"Yalandan uzak durun, zira yalan fücur ile birliktedir ve her ikisi de ateştedir.” (İmam Gazali, İhya'u Ulum'id-din, 3. Cilt, s. 299)
Yalancılık toplumda kötü bir ahlâk özelliği olarak bilinse de bu genellikle sözde kalıyor. Çünkü insanların büyük kısmı yalancılığı alışkanlık haline getirdi maalesef. Çıkarlarını gözeten insanların yalan bombardımanı altında yaşıyoruz her gün. Provokatörler dur durak bilmiyor, bir karmaşa ve bilgi kirliliği ortamı oluşturarak toplumu huzursuzluğa yönlendiriyor. Bu yalan çukurundan uzak kalmak ise mümkün değil.
Korkunç bir şey yalan; insanın huzurunu kaçırıyor. Bakın yalancıya; yüzü sahte, bakışları sahte, konuşması sahte, samimiyetsiz. Sürekli yalan söyleyen kişilerin yalanlarına maruz kalmak âdeta cehennem odasında yaşamak gibi eziyet verici.

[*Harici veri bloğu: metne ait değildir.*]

PR #1537, opened 2025-03-02
 aded an option to get all query parameter as a key value map

aviscode:
## Pull Request Template

**Description:**
be able to access  all query parameter as a key value map

**Checklist:**

-   [v] I have formatted my code using  `goimport`  and  `golangci-lint`.
-   [v] All new code is covered by unit tests.
-   [v] This PR does not decrease the overall code coverage.

### DIFF
--- a/pkg/gofr/http/request.go
+++ b/pkg/gofr/http/request.go
@@ -8,6 +8,7 @@ import (
 	"fmt"
 	"io"
 	"net/http"
+	"net/url"
 	"reflect"
 	"strings"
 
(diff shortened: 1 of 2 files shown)


Umang01-hash:
Hey @aviscode!
Thanks for raising the PR.

In GoFr, you can get the Param using `c.Param(key)` or `ctx.Params(key)` that will return you a **string** or a **[]string** respectively. While accessing all params at once offers convenience, we aim to avoid unintended dependencies on arbitrary inputs.

Could you share specific use cases where this approach is essential? This helps us evaluate better.

Thanks again for your input!

aviscode:
OK, here's the use case I build a service that's accessing my database and all other services are talking to this service and they passing many filters in query Params and I don't know the filters. I just need to pass them to the execution against the database so that's why I wanna get all the filters from the Quarry Perams and just get the key value and pass it to the exec

Umang01-hash:
Hi @aviscode,

Thank you for sharing your use case! We appreciate the convenience this feature offers, but GoFr’s design prioritizes security and maintainability. Directly passing arbitrary query parameters risks vulnerabilities like SQL injection and creates unclear service contracts.

We believe a safer approach would involve validating or restricting parameters upfront.

danysz:
I need exactly the same feature.
Any other solution. You provided an explanation why you don't like it but there is proposal for a better solution. I will be really happy for one.

PR #1541, opened 2025-03-04
Updating WorkFlow with Retries for Failing Tests

coolwednesday:
We are adding retry logic for the failing tests in the workflow, so that we do not have to rerun the pipeline again and agian.


Umang01-hash (approved):

.github/workflows/go.yml
```diff
@@ -176,55 +221,90 @@ jobs:
...
-
-            # Return to the root directory
-            cd -
-          done
-
+            # Create a directory for coverage reports
+            mkdir -p coverage_reports
+            
+            # Get the list of submodules
+            SUBMODULES='${{ steps.detect_submodules.outputs.submodules }}'
```
Umang01-hash, line 246: Here we are getting the list of submodules and above :
`echo "Detected submodules: $SUBMODULES"`

We are printing it again. I think they can be merged into a single command or step

.github/workflows/go.yml
```diff
@@ -176,55 +221,90 @@ jobs:
...
 
+  # Job for uploading coverage to external services (CodeClimate)
   upload_coverage:
     name: Upload Coverage📊
     runs-on: ubuntu-latest
-    needs: [Example-Unit-Testing,PKG-Unit-Testing]
-    if: ${{ github.event_name == 'push' && github.ref == 'refs/heads/development'}}
+    # This job only needs example and pkg test results, not submodules
+    needs: [Example-Unit-Testing, PKG-Unit-Testing]
+#    # Only run this job on pushes to the development branch
```
Umang01-hash, line 283: Please uncomment it.

.github/workflows/go.yml
```diff
@@ -176,55 +221,90 @@ jobs:
...
+              go mod download
+              go mod tidy
+            
+              # Run tests with a focus on failed tests first
+              go test ./... -v -short -coverprofile=${module_name}.cov -coverpkg=./...
+            
+              # Copy coverage file to the coverage_reports directory
+              cp ${module_name}.cov ../../../coverage_reports/
+            
+              cd -
```
Umang01-hash, line 267: I think this `cd -` can be remoed since each `xargs` command runs in a subshell

coolwednesday: Hey, I tried running the workflow with and without it .... The workflow fails in cases when I do not change the directory back.

Umang01-hash (dismissed):

Umang01-hash (approved):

Yalan söylemek insanın ruhunu kasar, manevi sıkıntı verir. Elinin- yüzünün nuru gider, aklı gider. İnsan zaten zayıf yaratılmıştır; vicdanın rahat etmesini sağlayan dürüstlüktür. Dürüstlüğün ferahlığını ve samimiyetini yaşaması gerekirken, yalanı yüklendiğinde insan perişan olur, sağlığını yitirir. Yaptığı her taktik, oyun, ahlâksızlık ve yalan sürekli aleyhine dönen kişi, sürekli gerilim içinde yaşar.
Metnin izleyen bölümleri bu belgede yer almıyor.